Prompt: Please report, as a single number, how many lines in the entries include the string "that".

Task input:
PR #1432, opened 2026-01-05
BlockTags for dead and all corals

Axionize:


api/src/main/java/com/github/retrooper/packetevents/protocol/world/states/defaulttags/BlockTags.java
```diff
@@ -387,14 +387,22 @@ public class BlockTags {
      * Unofficial tag for all glass panes
      */
     public static final BlockTags GLASS_PANES = bind("glass_panes");
+    /**
+     * Unofficial tag for all dead coral plants
+     */
+    public static final BlockTags DEAD_CORAL_PLANTS = bind("dead_coral_plants");
+    /**
+     * Unofficial tag for all dead coral plants
```
booky10, line 395:
```suggestion
     * Unofficial tag for all dead corals
```

booky10:
@Axionize why did you close this?

Axionize:
Because its wrong and I don't want to shove more and more unofficial tags this way that don't align with their vanilla counerparts. If you want I can reopen and think about this again but given vanilla's corals tags also includes fans but not wall fans and that there's no coral_fans and and coral_plants and that language makes it unclear if it includes wall fans

yeah it just got messy fast

PR #1456, opened 2026-02-07
Handle compression only if the server sends the compression packet

### LINKED ISSUE #1455: Performance degradation on servers with compression disabled
**Describe the bug**
When you are using PacketEvents on servers below version 1.19.4, or even on newer versions that do not use Paper as a base, and the server has compression disabled, PacketEvents keeps searching for the compressor in the pipeline for every packet sent to the player. This causes GC pressure (since Netty internally creates a new list every time you call `ChannelPipeline#names`), and high CPU usage on servers with a high packet rate.

**Software brand**
git-PaperSpigot-445 (MC: 1.8.8)

**Plugins**
packetevents

**How To Reproduce**
1 - Create a 1.8.8 server.
2 - Add a debug statement on this line: [https://github.com/retrooper/packetevents/blob/1b0a8bf8de9030fbc0a8ab97edab6e20d852f188/spigot/src/main/java/io/github/retrooper/packetevents/injector/handlers/PacketEventsEncoder.java#L241](https://github.com/retrooper/packetevents/blob/1b0a8bf8de9030fbc0a8ab97edab6e20d852f188/spigot/src/main/java/io/github/retrooper/packetevents/injector/handlers/PacketEventsEncoder.java#L241)
3 - Put PacketEvents with the debug into the `plugins` folder.
4 - Change the `network-compression-threshold` option to `-1`.
5 - Join the server and observe that the debug is constantly triggered because `compress` will never be found by PacketEvents.

**Expected behavior**
Only handle compression if, and after, the server sends the SET_COMPRESSION packet to the player.

**Screenshots**

Image

**Additional context**
I haven’t tested it, but probably Sponge suffers from the same issue, since it’s the same code.

ItsClairton:
fixes #1455


retrooper:
I'm busy with finals until end April, so it may take some time until this and other PRs are reviewed by *me*. Do you think you could resolve the merge conflicts in the meantime?

booky10:
Thanks for your PR and sorry for the long wait!

PR #1460, opened 2026-02-17
Instantly run task after write operation

Beaness:
Right now it's possible other packets get written before the promise is completed, If you want to write a packet right after another packet using getTasksAfterSend it's possible another packet gets written inbetween. This solves it for spigot (sponge needs a different type of implementation, probably overwriting the whole write function to execute the tasks).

Answer area: 3